* _Data for the task_:

PR #2610, opened 2017-12-18
Set Home Page Preference

dtaylor113:
image

image

Trello Card: https://trello.com/c/sg1xw7gG

### DIFF
--- a/app/scripts/app.js
+++ b/app/scripts/app.js
@@ -35,7 +35,7 @@ angular
     'openshiftCommonUI',
     'webCatalog'
   ])
-  .config(function ($routeProvider) {
+  .config(function ($routeProvider, HomePagePreferenceServiceProvider) {
     var landingPageRoute;
     var projectsPageRoute = {
       templateUrl: 'views/projects.html',
@@ -56,7 +56,12 @@ angular
     }
 
     $routeProvider
-      .when('/', landingPageRoute)
+      .when('/', {
+        redirectTo: function() {
+          return HomePagePreferenceServiceProvider.$get().getHomePagePath();
+        }
+      })
+      .when('/catalog', landingPageRoute)
       .when('/create-project', {
         templateUrl: 'views/create-project.html',
         controller: 'CreateProjectController'
--- a/app/scripts/services/homePagePreference.js
+++ b/app/scripts/services/homePagePreference.js
@@ -1,0 +1,89 @@
+'use strict';
+
+angular.module("openshiftConsole")
+  .service("HomePagePreferenceService", function($location, $timeout, $q, $uibModal, AuthService, Logger, Navigate, NotificationsService){
+
+    function getHomePagePreferenceKey() {
+      return "openshift/home-page-pref/";
+    }
+
+    var getHomePagePreference = function() {
+      var homePagePref;
+      var key = getHomePagePreferenceKey();
+
+      try {
+        homePagePref = JSON.parse(localStorage.getItem(key));
+      } catch (e) {
+        Logger.error('Could not parse homePagePref as JSON', e);
+        return 'catalog-home';
+      }
+
+      return _.get(homePagePref, 'type', 'catalog-home');
+    };
+
+    var getHomePageProjectName = function() {
+      var homePagePref;
+      var key = getHomePagePreferenceKey();
+
+      try {
+        homePagePref = JSON.parse(localStorage.getItem(key));
+      } catch (e) {
+        Logger.error('Could not parse homePagePref as JSON', e);
+        return null;
+      }
+
+      return (homePagePref && homePagePref.type === 'project-overview') ? homePagePref.project : null;
+    };
+
+    var clear = function() {
+      var key = getHomePagePreferenceKey();
+      localStorage.removeItem(key);
+    };
+
+    var notifyInvalidProjectHomePage = function(projectName) {
+      clear();
+      NotificationsService.addNotification({
+        id: "invalid-home-page-preference",
+        type: "warning",
+        message: "Home page project not found.",
+        details: "Project " + projectName + " no longer exists or you do not have access to it.",
+        links: [{
+          href: "",
+          label: "Set Home Page",
+          onClick: function() {
+            $uibModal.open({
+              animation: true,
+              templateUrl: 'views/modals/set-home-page-modal.html',
+              controller: 'SetHomePageModalController'
+            });
+            return true;
+          }
+        }]
+      });
+    };
+
+    var getHomePagePath = function() {
+      var homePagePref = this.getHomePagePreference();
+      if (homePagePref === "project-overview") {
+        var homeProjectPageName = this.getHomePageProjectName();
+        return '/' + Navigate.projectOverviewURL(homeProjectPageName) + "?isHomePage=true";
+      } else if (homePagePref === "project-list") {
+        return '/projects';
+      } else {
+        return '/catalog';
+      }
+    };
+
+    var setHomePagePreference = function(homePagePref) {
+      var key = getHomePagePreferenceKey();
+      localStorage.setItem(key, JSON.stringify(homePagePref));
+    };
+
+    return {
+      getHomePagePreference: getHomePagePreference,
+      setHomePagePreference: setHomePagePreference,
+      getHomePageProjectName: getHomePageProjectName,
+      getHomePagePath: getHomePagePath,
+      notifyInvalidProjectHomePage: notifyInvalidProjectHomePage
+    };
+  });
--- a/app/styles/_set-home-page.less
+++ b/app/styles/_set-home-page.less
@@ -1,0 +1,12 @@
+.set-home-page {
+  .modal-body-indent {
+    padding-left: 48px;
+    .title {
+      font-weight: 600;
+    }
+  }
+  .select-project-container {
+    padding-left: 20px;
+    max-width: 360px;
+  }
+}
--- a/app/views/modals/set-home-page-modal.html
+++ b/app/views/modals/set-home-page-modal.html
@@ -1,0 +1,49 @@
+<div class="modal-resource-action set-home-page">
+  <div class="modal-header">
+    <h1>Set Home Page</h1>
+  </div>
+  <div class="modal-body modal-body-indent">
+    <p>
+      <div class="title">Set your preferred home page.</div>
+      Note: This setting is browser specific and will not be maintained across browsers.
+    </p>
+    <form name="homePageForm">
+      <fieldset ng-disabled="loading">
+        <div class="radio">
+          <label>
+            <input type="radio" ng-model="homePagePreference" value="catalog-home">
+            Catalog Home (Default)
+          </label>
+        </div>
+        <div class="radio">
+          <label>
+            <input type="radio" ng-model="homePagePreference" value="project-list">
+            My Projects List
+          </label>
+        </div>
+        <div class="radio" ng-show="availableProjects.length >= 1">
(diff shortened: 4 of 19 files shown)


app/scripts/services/homePagePreference.js
```diff
@@ -0,0 +1,105 @@
...
+        homePagePref = JSON.parse(localStorage.getItem(key));
+      } catch (e) {
+        Logger.error('Could not parse homePagePref as JSON');
+        return 'catalog-home';
+      }
+
+      return _.get(homePagePref, 'type', 'catalog-home');
+    };
+
+    var getProjectOverviewPage = function() {
```
spadgett: nit: It's getting a project name, not an overview page (which to me implies a URL). Maybe

```js
var getHomePageProjectName = function() ...
```

app/scripts/services/homePagePreference.js
```diff
@@ -0,0 +1,105 @@
...
+              templateUrl: 'views/modals/set-home-page-modal.html',
+              controller: 'SetHomePageModalController'
+            });
+            return true;
+          }
+        }]
+      });
+    };
+
+    var getHomePageURL = function() {
```
spadgett: nit: getHomePagePath is more precise

app/scripts/services/homePagePreference.js
```diff
@@ -0,0 +1,105 @@
...
+      } else if (homePagePref === "project-list") {
+        return '/projects';
+      } else {
+        return '/catalog';
+      }
+    };
+
+    var setHomePagePreference = function(homePagePref) {
+      var key = getHomePagePreferenceKey();
+      if (!key) {
```
spadgett: `key` is always set

app/scripts/services/homePagePreference.js
```diff
@@ -0,0 +1,105 @@
...
+      }
+      localStorage.setItem(key, JSON.stringify(homePagePref));
+    };
+
+    return {
+      getHomePagePreference: getHomePagePreference,
+      setHomePagePreference: setHomePagePreference,
+      getProjectOverviewPage: getProjectOverviewPage,
+      getHomePageURL: getHomePageURL,
+      notifyInvalidProjectHomePage: notifyInvalidProjectHomePage,
```
spadgett: trailing comma

app/styles/_set-home-page.less
```diff
@@ -0,0 +1,10 @@
+.modal-body-indent {
```
spadgett: These classes are very specific to this dialog and should be scoped to just the home page modal.

app/views/modals/set-home-page-modal.html
```diff
@@ -0,0 +1,50 @@
+<div class="modal-resource-action">
+  <div class="modal-header">
+    <h1>Set Home Page</h1>
+  </div>
+  <div class="modal-body modal-body-indent">
+    <p>
+      <div class="title">Set your preferred home page.</div>
+      Note: This setting is browser specific and will not be maintained across browsers.
+    </p>
+    <ng-form name="homePageForm">
```
spadgett: `<form>` instead of `<ng-form>`. `ng-form` should really only be used if it's nested inside another `form` element.

app/views/modals/set-home-page-modal.html
```diff
@@ -0,0 +1,50 @@
...
+        <div class="radio">
+          <label>
+            <input type="radio" ng-model="preferredHomePage" value="project-list">
+            My Projects List
+          </label>
+        </div>
+        <div class="radio" ng-show="availableProjects.length >= 1">
+          <label>
+            <input type="radio" ng-model="preferredHomePage" value="project-overview">
+            Overview Page for {{availableProjects.length === 1 ? (selectedProject | displayName) : ':'}}
```
spadgett: this will put an extra space in front of the `:`

app/views/modals/set-home-page-modal.html
```diff
@@ -0,0 +1,50 @@
...
+          </label>
+          <div class="select-project-container">
+            <select-project ng-if="availableProjects.length > 1"
```
spadgett: nit: if you move `ng-if` to the parent div it avoids the empty div

app/views/modals/set-home-page-modal.html
```diff
@@ -0,0 +1,50 @@
...
+                            class="select-project"
```
spadgett: Does this class have any styles? I don't see it in this PR.

app/views/modals/set-home-page-modal.html
```diff
@@ -0,0 +1,50 @@
...
+                            hide-label="true">
+            </select-project>
+          </div>
+        </div>
+      </fieldset>
+    </ng-form>
+  </div>
+  <div class="modal-footer">
+      <button class="btn btn-lg btn-primary" type="button"
+              ng-disabled="(preferredHomePage === 'project-overview' && homePageForm.$invalid) || homePageForm.$pristine"
```
spadgett: I think this can just be... ?

```html
ng-disabled="homePageForm.$invalid || homePageForm.$pristine"
```

spadgett: Nevermind I see why it's not possible.

It would be better to add an `ng-required` attribute to the `select-project` component and then use...

```html
<select-project
  ng-required="preferredHomePage === 'project-overview'"
  ....
```

Then you can change this disabled check to the above.

dtaylor113: Thanks for the tip, I hadn't used `ng-required` before...very useful :-)

app/views/modals/set-home-page-modal.html
dtaylor113: Removed, not needed

app/scripts/app.js
```diff
@@ -67,7 +72,7 @@ angular
       })
       .when('/project/:project', {
         redirectTo: function(params) {
-          return '/project/' + encodeURIComponent(params.project) + "/overview";
+          return '/project/' + encodeURIComponent(params.project) + "/overview" + (params.isHomePage ? "?isHomePage=true" : "");
```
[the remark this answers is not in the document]
dtaylor113: Removed, it was not needed  -thanks

dtaylor113:
Hi @spadgett, thanks for the great review.  I believe I have addressed your last round of comments.

spadgett:
@openshift/team-ux-review Since we've changed clicking on the logo to always go to the landing page, there is no direct link to your preferred home page in the UI. You literally have to type in "/console/" as the URL in the browser location bar. Should we have a way to navigate to your home page somewhere in the UI?

cc @jwforres

dtaylor113:
> @openshift/team-ux-review Since we've changed clicking on the logo to always go to the landing page, there is no direct link to your preferred home page in the UI. You literally have to type in "/console/" as the URL in the browser location bar. Should we have a way to navigate to your home page somewhere in the UI?

Good question, cc'ing @beanh66

dtaylor113:
Hi, I also just noticed:

image

Since home page is now configurable to places other than the Catalog, I think this Help menu option should change to something like 'Tour Catalog".   I also noticed that selecting `Help -> Tour Home Page` doesn't do anything if you are on a page other than the Browse Catalog landing page, but I think I can fix that.

spadgett:
>  I also noticed that selecting Help -> Tour Home Page doesn't do anything if you are on a page other than the Browse Catalog landing page, but I think I can fix that.

Yeah seems to work in master, so it is due to the redirect. We should probably sweep the code for anywhere else we are linking to `./`

spadgett:
All of these need to be updated.

```
app/scripts/services/navigate.js
94:          return './';

app/scripts/controllers/membership.js
306:                      $location.url("./");

app/views/overview/_service-bindings.html
22:      <a href="./">Browse Catalog</a>

app/scripts/extensions/nav/helpDropdown.js
23:                node: '<li><a href="./?startTour=true">Tour Home Page</a></li>'
```

dtaylor113:
Updated those references to `./`. Also changed `Help -> Tour Home Page` to:

image

Since that's what we call it in the Set Home Page modal:
image

ncameronbritt:
@spadgett The designers chatted about the need for another way to get to the homepage and we feel like things are ok as is. Our feeling is that if the user has changed their homepage, they can still to navigate to whatever page they selected within a couple of clicks, regardless of where they are in the console.

spadgett:
> The designers chatted about the need for another way to get to the homepage and we feel like things are ok as is. Our feeling is that if the user has changed their homepage, they can still to navigate to whatever page they selected within a couple of clicks, regardless of where they are in the console.

It's not so much about getting back to your homepage. My question is how you get to your homepage *at all*?

Presumably someone sends you a link to the console the first time you use it. Homepage is implemented as a redirect currently, so you will be redirected to the landing page, the default homepage, after logging in the first time. The URL changes to `/console/catalog`. If you create a bookmark now, it will always go to the catalog even if you change your homepage. You're bookmarking `/console/catalog`, the catalog page, and not `/console`, your homepage. You have no way to get back to your selected homepage without finding that first link someone sent you.

If we want this to work differently, we can't use redirects. We might need to revisit our implementation (sorry @dtaylor113 this would be my fault).

I guess my question is still if you have a browser bookmark anyway, why not just bookmark the page you want?

dtaylor113:
> We might need to revisit our implementation

@spadgett, would it be possible to do this work in a follow up PR?

spadgett:
> would it be possible to do this work in a follow up PR?

I think even a link that bookmarks your homepage or goes to your homepage would make it more useful without needing change the implementation.

dtaylor113:
> I think even a link that bookmarks your homepage or goes to your homepage would make it more useful without needing change the implementation.

Do you mean updating app.js to include something like `/my-home-page', which would do the same as  `/` does, ie. `return HomePagePreferenceServiceProvider.$get().getHomePagePath();`?

dtaylor113:
I'm working on getting the integration tests to work on my Linux machine to debug the issue

spadgett:
@dtaylor113 can you check create from URL with your changes?

https://docs.openshift.org/latest/dev_guide/create_from_url.html

dtaylor113:
> @dtaylor113 can you check create from URL with your changes?

Ok, will try that.

> Jenkins/Integration Tests failure. 

I'm seeing this failure on my system:
```
visiting url: create-project
visiting url: project/template-dumpster/create

/home/dtaylor/Dev/repos/openshift/origin-web-console/node_modules/selenium-webdriver/lib/webdriver/promise.js:1654
      var result = fn();
                   ^
Error: URL hasn't changed to project/template-dumpster/create(is currently: undefined)
Wait timed out after 5190ms
    at /home/dtaylor/Dev/repos/openshift/origin-web-console/node_modules/selenium-webdriver/lib/webdriver/promise.js:1425:29
```

dtaylor113:
> @dtaylor113 can you check create from URL with your changes?
> 
> https://docs.openshift.org/latest/dev_guide/create_from_url.html
> 
> Those are the tests that are failing.

I used `https://localhost:9000/dev-console/create?imageStream=nodejs&imageTag=4&name=nodejs&sourceURI=https:%2F%2Fgithub.com%2Fopenshift%2Fnodejs-ex.git&sourceRef=master&contextDir=%2F` and go to this point:

image

`the API version in the data (v1) does not match the expected API version (project.openshift.io/v1)` ?

dtaylor113:
@spadgett, @benjaminapetersen,  PR passed Jenkis and Travis tests.  Also the 'Create From URL' test worked in local testing.

spadgett:
Thanks @dtaylor113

* _What to do_: Copy, from the lines above, each one that holds "selenium".

* _Output below_:
/home/dtaylor/Dev/repos/openshift/origin-web-console/node_modules/selenium-webdriver/lib/webdriver/promise.js:1654
    at /home/dtaylor/Dev/repos/openshift/origin-web-console/node_modules/selenium-webdriver/lib/webdriver/promise.js:1425:29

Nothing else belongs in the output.